To the acolytes of the "Living Constitution," our founding charter is not a binding legal text but warm clay, waiting to be molded by the enlightened hands of the modern judiciary.
They treat constitutional guarantees as mere suggestions, easily discarded when they conflict with administrative convenience.
Today, no idol is more celebrated in the marbled halls of our courts than the bureaucratic false god of "judicial efficiency."
Upon this altar, the modern judiciary is eagerly, and unconstitutionally, sacrificing the American civil jury trial.
Let us look at the text, where all legitimate legal inquiry must begin.
The Seventh Amendment—and our parallel state guarantees—states plainly: "In Suits at common law... the right of trial by jury shall be preserved."
It does not append a footnote reading, unless the judge finds a trial too cumbersome.
The Framers understood what modern judicial patricians, insulated in their chambers, have forgotten: the jury is a structural check on elite power.
Alexis de Tocqueville captured this brilliantly in Democracy in America, observing that the jury is fundamentally a political institution. It is a free school of civic virtue that forces citizens to take responsibility for justice.
It prevents the tyranny of the magistrate by ensuring the final word on the facts rests with the people.
When the judiciary strips the jury of its power in the name of "efficiency," they are not simply managing a docket; they are engaged in the wholesale theft of civic power.
The weapon of choice for this silent coup is the mutant, malignant growth of summary judgment.
Originally a narrow mechanism to dispose of cases truly devoid of factual dispute, Rule 56 has been weaponized into a scythe.
Today, judges routinely weigh complex evidence, assess human credibility from a cold paper record, and dismiss meritorious claims before a jury hears a single word of live testimony.
What is this, if not a judge declaring they can divine the truth better than twelve everyday citizens? It is pure interpretative jiggery-pokery. It is sheer applesauce—an anti-democratic power grab masquerading as docket management.
We see the bitter, contradictory fruit of this overreach right here in Wyoming. Consider the recent defamation case involving the Freedom Caucus.
While I favor much of the Caucus’s commitment to limited government, a judge’s role is not to protect a political movement from jury scrutiny.
District Judge Richard Lavery looked at the facts and correctly ruled that fabricated campaign mailers demanded a trial.

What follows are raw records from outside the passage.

PR #429, opened 2026-04-27
feat: Content type update to application/a2a+json

bartek-gralewicz:
# Description

Updated the content type from `application/json` to `application/a2a+json`.

# Important Note:

The spec mentions that the REST SHOULD use `application/a2a+json` (not MUST). Due to this, the server side needs to accept both versions.

### DIFF
--- a/src/client/transports/json_rpc_transport.ts
+++ b/src/client/transports/json_rpc_transport.ts
@@ -17,6 +17,7 @@ import {
   TaskPushNotificationConfig,
   SendMessageResult,
   A2A_PROTOCOL_VERSION,
+  A2A_CONTENT_TYPE,
 } from '../../index.js';
 import { RequestOptions } from '../multitransport-client.js';
 import { parseSseStream } from '../../sse_utils.js';
@@ -233,7 +234,7 @@ export class JsonRpcTransport implements Transport {
       id: requestId,
     };
 
-    const httpResponse = await this._fetchRpc(rpcRequest, 'application/json', options);
+    const httpResponse = await this._fetchRpc(rpcRequest, A2A_CONTENT_TYPE, options);
 
     if (!httpResponse.ok) {
       let errorBodyText = '(empty or non-JSON response)';
@@ -273,14 +274,14 @@ export class JsonRpcTransport implements Transport {
 
   private async _fetchRpc(
     rpcRequest: JSONRPCRequest,
-    acceptHeader: string = 'application/json',
+    acceptHeader: string = A2A_CONTENT_TYPE,
     options?: RequestOptions
   ): Promise<Response> {
     const requestInit: RequestInit = {
       method: 'POST',
       headers: {
         ...options?.serviceParameters,
-        'Content-Type': 'application/json',
+        'Content-Type': A2A_CONTENT_TYPE,
         Accept: acceptHeader,
       },
       body: JSON.stringify(rpcRequest),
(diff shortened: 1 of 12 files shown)


src/constants.ts
```diff
@@ -26,6 +26,13 @@ export const A2A_VERSION_HEADER = 'A2A-Version';
  */
 export const A2A_PROTOCOL_VERSION = '1.0';
 
+/**
+ * The A2A JSON content type per §11.1.
+ * REST responses SHOULD use this content type.
+ * Push notification payloads MUST use this content type (§14.1).
+ */
+export const A2A_CONTENT_TYPE = 'application/a2a+json';
```
bartek-gralewicz, line 40: Open question:

I could also export a legacy version here so that there are no hardcoded content types in the code anywhere but we would need to export this on the similar level of visibility as the new one.


```
export const A2A_LEGACY_CONTENT_TYPE = 'application/json';
```

src/client/transports/rest_transport.ts
ishymko, line 1: Worth mentioning that this "SHOULD" clause was added after 1.0 spec release (https://github.com/a2aproject/A2A/pull/1753/), it does not exist [here](https://a2a-protocol.org/v1.0.0/specification/).

I believe it's still fine to use it as it's mentioned in examples even at release commit.

src/server/express/json_rpc_handler.ts
ishymko, line 1: Custom content type only applies to [HTTP+JSON/REST protocol binding](https://a2a-protocol.org/latest/specification/#11-httpjsonrest-protocol-binding), JSON-RPC [still mentions `application/json`](https://a2a-protocol.org/latest/specification/#9-json-rpc-protocol-binding) which makes sense as the payload is different.

src/client/transports/json_rpc_transport.ts
ishymko, line 1: Same as https://github.com/a2aproject/a2a-js/pull/429/changes#r3147901816.

src/server/express/rest_handler.ts
ishymko, line 1: Maybe there is a way to add a middleware once which will set it for each response?

(not that important as we don't have that many "exit" points to update, but just curious)

bartek-gralewicz: Added a middleware logic and removed individual setups.

src/constants.ts
ishymko: `application/json` is not legacy as it's still used in JSON-RPC. We can export `JSON_CONTENT_TYPE` though if there is no such constant in express or standard library.

src/server/express/rest_handler.ts
```diff
@@ -101,7 +101,14 @@ export function restHandler(options: RestHandlerOptions): RequestHandler {
...
 
-  router.use(express.json(), restErrorHandler);
+  router.use(
+    (_req: Request, res: Response, next: NextFunction) => {
+      res.setHeader('Content-Type', A2A_CONTENT_TYPE);
+      next();
+    },
+    express.json({ type: ['application/json', A2A_CONTENT_TYPE] }),
+    restErrorHandler
+  );
```
ishymko, line 116: Do we have any tests we can update to verity this?

ishymko (approved):

src/constants.ts
bartek-gralewicz: Added `JSON_CONTENT_TYPE` constant.

src/server/express/rest_handler.ts
bartek-gralewicz: Added new tests.

PR #430, opened 2026-04-27
feat: Add support for custom authentication scheme and credentials in auth headers

bartek-gralewicz:
# Description

According to the protocol spec, the agent MUST include auth credentials per the push notification's config. This PR adds support for this.

Note: The old `token` behavior is still supported and the old tests pass without any need for updating.

### DIFF
--- a/src/server/push_notification/default_push_notification_sender.ts
+++ b/src/server/push_notification/default_push_notification_sender.ts
@@ -105,11 +105,11 @@ export class DefaultPushNotificationSender implements PushNotificationSender {
    */
   private _buildAuthHeaders(pushConfig: TaskPushNotificationConfig): Record<string, string> {
     const headers: Record<string, string> = { 'Content-Type': 'application/json' };
+    const auth = pushConfig.authentication;
 
-    if (pushConfig.authentication?.scheme && pushConfig.authentication?.credentials) {
-      headers['Authorization'] =
-        `${pushConfig.authentication.scheme} ${pushConfig.authentication.credentials}`;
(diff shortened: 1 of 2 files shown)


src/server/push_notification/default_push_notification_sender.ts
```diff
@@ -90,6 +92,30 @@ export class DefaultPushNotificationSender implements PushNotificationSender {
...
+   * Per §4.3.3, the agent MUST include auth credentials per the push
+   * notification config's `authentication` field when sending notifications.
+   *
+   * Priority:
+   * 1. `pushConfig.authentication` (AuthenticationInfo with scheme + credentials)
+   *    → sets `Authorization: <scheme> <credentials>` per RFC 9110 §11.4
+   * 2. `pushConfig.token` (legacy) → sets the custom token header (deprecated)
+   */
+  private _buildAuthHeaders(pushConfig: TaskPushNotificationConfig): Record<string, string> {
+    const headers: Record<string, string> = { 'Content-Type': 'application/json' };
```
ishymko, line 107: I believe with #429 it should be

```suggestion
    const headers: Record<string, string> = { 'Content-Type': 'application/a2a+json' };
```

ishymko (approved):

src/server/push_notification/default_push_notification_sender.ts
bartek-gralewicz: Yes, I wanted to separate these changes as I was unsure what will be the merging order. It will use the global constant here.

PR #432, opened 2026-04-28
fix: Fix historyLength filtering semantics

bartek-gralewicz:
# Description

Fixed a bug in `historyLength` filtering semantics. The behavior for undefined `historyLength` and equal to 0 were reversed.

## Before
- `historyLength` undefined => **no history**
- `historyLength = 0` => **all history**
- `historyLength = N` => at most N most recent messages returned

## After ([spec](https://a2a-protocol.org/latest/specification/#324-history-length-semantics) aligned)
- `historyLength` undefined => **all history**
- `historyLength = 0` => **no history**
- `historyLength = N` => at most N most recent messages returned


src/server/request_handler/default_request_handler.ts
ishymko, line 499: We have `historyLength` parameter in [`listTasks`](https://a2a-protocol.org/latest/specification/#314-list-tasks) and it's a field of [`SendMessageConfiguration`](https://a2a-protocol.org/latest/specification/#322-sendmessageconfiguration) used in streaming and non-streaming send message, do we have the same handling already applied there? I think we may benefit from a helper shared in both places which references the spec.

bartek-gralewicz: `listTasks` used history filtering in `list` method that is in `store.ts`. Regarding sending messages, there was no logic for that so good catch! I added a helper method and all mentioned methods use it. There are also new tests added for all such methods that focus on properly applied history semantics.

New observation from newly added tests is a bug in [`ResultManager`](https://github.com/a2aproject/a2a-js/blob/955b52b77686485c6e175b6c99fbc1a42b7aa64a/src/server/result_manager.ts#L38). It overwrote the task with a shallow copy what removed the history data. The fix for such is also applied within this PR.

src/server/request_handler/default_request_handler.ts
```diff
@@ -385,12 +387,20 @@ export class DefaultRequestHandler implements A2ARequestHandler {
         );
       }
 
+      if ('id' in finalResult) {
```
ishymko: Maybe we can somehow utilize `AgentExecutionEvent` in such cases? Maybe by updating the type to allow narrowing it down via generics in case we only allow certain event types?

Another option is [type guards](https://www.typescriptlang.org/docs/handbook/advanced-types.html#type-guards-and-differentiating-types) we already have in some places (i.e. [here](https://github.com/a2aproject/a2a-js/blob/955b52b77686485c6e175b6c99fbc1a42b7aa64a/src/server/utils.ts#L41-L44)). For the core data model we may put in some shared entry point available for both client and server.

src/server/result_manager.ts
```diff
@@ -35,19 +35,36 @@ export class ResultManager {
...
+        const seenIds = new Set(existingHistory.map((m) => m.messageId));
+        const mergedHistory = [
+          ...existingHistory,
+          ...eventHistory.filter((m) => !seenIds.has(m.messageId)),
+        ];
+
+        this.currentTask = {
+          ...taskEvent,
+          history: mergedHistory,
+        };
```
ishymko: I think this should not be required for 1.0 constraints of even sequence listed [here](https://a2a-protocol.org/latest/specification/#312-send-streaming-message). `Task` event should only be seen once for one message processing.

Let's enforce these constraints separately and move on with the current shallow copy for now.

bartek-gralewicz: Restored the `ResultManager` to its original state and fixed the test to be aligned with the flow described in spec.

src/server/request_handler/default_request_handler.ts
bartek-gralewicz: Restored the `ResultManager` logic to the original state and updated the test to properly mimic the flow from the spec.

src/server/request_handler/default_request_handler.ts
bartek-gralewicz: Using the `AgentExecutionEvent` would be difficult here without exposing a richer types as we work on `Task | Message` types here, not event-level types. I applied the type guard option.

ishymko (approved):

PR #437, opened 2026-04-29
feat: Enforce events ordering

bartek-gralewicz:
# Description

This PR introduces a stream ordering enforcement as stated in [protocol spec 3.1.2](https://a2a-protocol.org/latest/specification/#311-send-message) ("Behavior" section).

The stream should distinguish 2 cases:
- The `Message` is the first streamed object.
  - In such case, the stream should not accept any more objects and close right after the initial message. The `UnsupportedOperationError` is thrown if such case occurs.
- The `Task` is the first streamed object.
  - After the initial task, only [TaskStatusUpdateEvent](https://a2a-protocol.org/latest/specification/#421-taskstatusupdateevent) or [TaskArtifactUpdateEvent](https://a2a-protocol.org/latest/specification/#422-taskartifactupdateevent) can occur. In other cases, a `UnsupportedOperationError` is thrown.


src/server/request_handler/default_request_handler.ts
```diff
@@ -464,12 +464,28 @@ export class DefaultRequestHandler implements A2ARequestHandler {
...
+      eventBus.publish(
+        AgentEvent.task({
+          id: errorTaskStatus.taskId,
+          contextId: errorTaskStatus.contextId,
+          status: errorTaskStatus.status,
+          artifacts: [],
+          history: requestContext.task?.history ? [...requestContext.task.history] : [],
+          metadata: {},
+        })
+      );
```
ishymko: I think we may encounter this condition already after some events published by the agent executor, so it may not be correct to have another task event here.

The way how it's done in Python is "mark task as failed if it was created": 
https://github.com/a2aproject/a2a-python/blob/c0c6c08bcf84a4ef3642dfc0087028812c4ccd51/src/a2a/server/agent_execution/active_task.py#L728-L745

I think it's a reasonable behavior, we should not create a task just to mark it as failed.

src/server/request_handler/default_request_handler.ts
```diff
@@ -836,6 +852,36 @@ export class DefaultRequestHandler implements A2ARequestHandler {
...
     }
   }
+
+  /**
+   * Advances the stream pattern state based on the incoming event per §3.1.2.
+   *
+   * Determines whether the event is valid for the current pattern and returns
+   * the (possibly transitioned) pattern. Throws error for invalid transitions.
+   */
+  private _advanceStreamPattern(
```
ishymko, line 870: Nice way to present this logic via "FSM"! :)

src/server/request_handler/default_request_handler.ts
bartek-gralewicz: The task is already marked as failed [here](https://github.com/a2aproject/a2a-js/blob/709d674fde927b81d79599faabbca3c26b180d7d/src/server/request_handler/default_request_handler.ts#L441). The change to add the task before the update was motivated by https://github.com/a2aproject/a2a-js/pull/437#discussion_r3166428765.

If the task is already present, then there is no need for this artificial failed task indeed. I can remove it.

bartek-gralewicz: Changed the behavior to only publish the `TaskStatusUpdateEvent` if the task exists and is in the `TaskStore`. Otherwise the `eventBus` finishes and the method returns.

src/server/request_handler/default_request_handler.ts
```diff
@@ -442,14 +442,21 @@ export class DefaultRequestHandler implements A2ARequestHandler {
...
       );
-      // Publish a synthetic error event if needed
+      // Only publish a synthetic error event if the task already exists in the store.
+      // If the agent failed before creating a task, signal the event bus to finish
+      // so the stream consumer doesn't hang indefinitely.
+      const task = await this.taskStore.load(requestContext.taskId, context);
+      if (!task) {
+        eventBus.finished();
+        return;
+      }
```
ishymko, line 457: Can we use `resultManager.getCurrentTask`? I see we use this pattern already in `_handleProcessingError`.

bartek-gralewicz: Yes, that is a better approach. I updated the code to use `resultManager.getCurrentTask()`. Since this is a synchronous call, the `async` in `catch` is no longer required.

ishymko (approved):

But when Lavery retired, District Judge James Kaste inherited the case, looked at the exact same facts, and granted summary judgment, tossing the case out entirely.
If two learned judges can examine identical facts and reach fundamentally opposing legal conclusions, that is the textbook definition of a genuine dispute of material fact!
The constitutional tiebreaker is the jury, not whichever judge has the faster pen.
Equally egregious is the federal court’s conduct under U.S. District Judge Scott Skavdahl, where a school district was effectively permitted to lie to parents about their own children.
To dismiss such a case on the pleadings or at summary judgment is a judicial travesty. Declaring that a government entity's pattern of deception against parents fails to meet a judicial threshold of "harm" is a moral lobotomy on the Seventh Amendment.
These are cases that cry out for the conscience of the community.
To grasp the magnitude of this constitutional loss, one must look to Professor Robert P. Burns’s The Death of the American Trial.
Burns rightly identifies the trial as a profound democratic achievement—the crucible where the sterile dictates of law confront the messy reality of human life.
The trial requires the state and the powerful to justify themselves in the public square, subject to the unforgiving crucible of cross-examination before ordinary citizens.
By killing the trial through summary judgment, judges are replacing a vibrant democratic institution with elite bureaucratic administration, trading the majestic, public reckoning of the courtroom for the quiet, unaccountable disposition of a summary order.
The grand justification for this overreach is always the tired ghost story of a "litigation crisis."
But rigorous empirical scholarship has repeatedly proven this crisis is a phantom—a fabricated narrative engineered by corporate interests to delegitimize plaintiffs and padlock the courthouse doors.
We are not suffering from an overabundance of frivolous lawsuits; we are suffering from a devastating lack of accountability.
The engine of civil justice has always been the plaintiff’s attorney, the lawyer willing to risk their own livelihood—often via a standard contingency fee—to ensure the destitute citizen can stand toe-to-toe with a corporate leviathan.
But that equalizing mechanism is rendered hollow if the courtroom door is preemptively barred by a judge who finds the fierce independence of a jury inconvenient.
Having watched this system evolve over nearly half a century in the trenches of civil litigation, the conclusion is inescapable: the vanishing trial is not a natural evolution of the common law. It is a profound abdication of judicial duty and a blatant betrayal of the text.
It is time to discard the hubris of the Living Constitution and return to the text we inherited. The courtroom does not belong to the judge, the administrative state, or corporate interests terrified of public scrutiny.
As Tocqueville knew, it belongs to the citizens. The Seventh Amendment is not a suggestion; it is a promise of power. It is time we demand, unequivocally, that they get their day in court.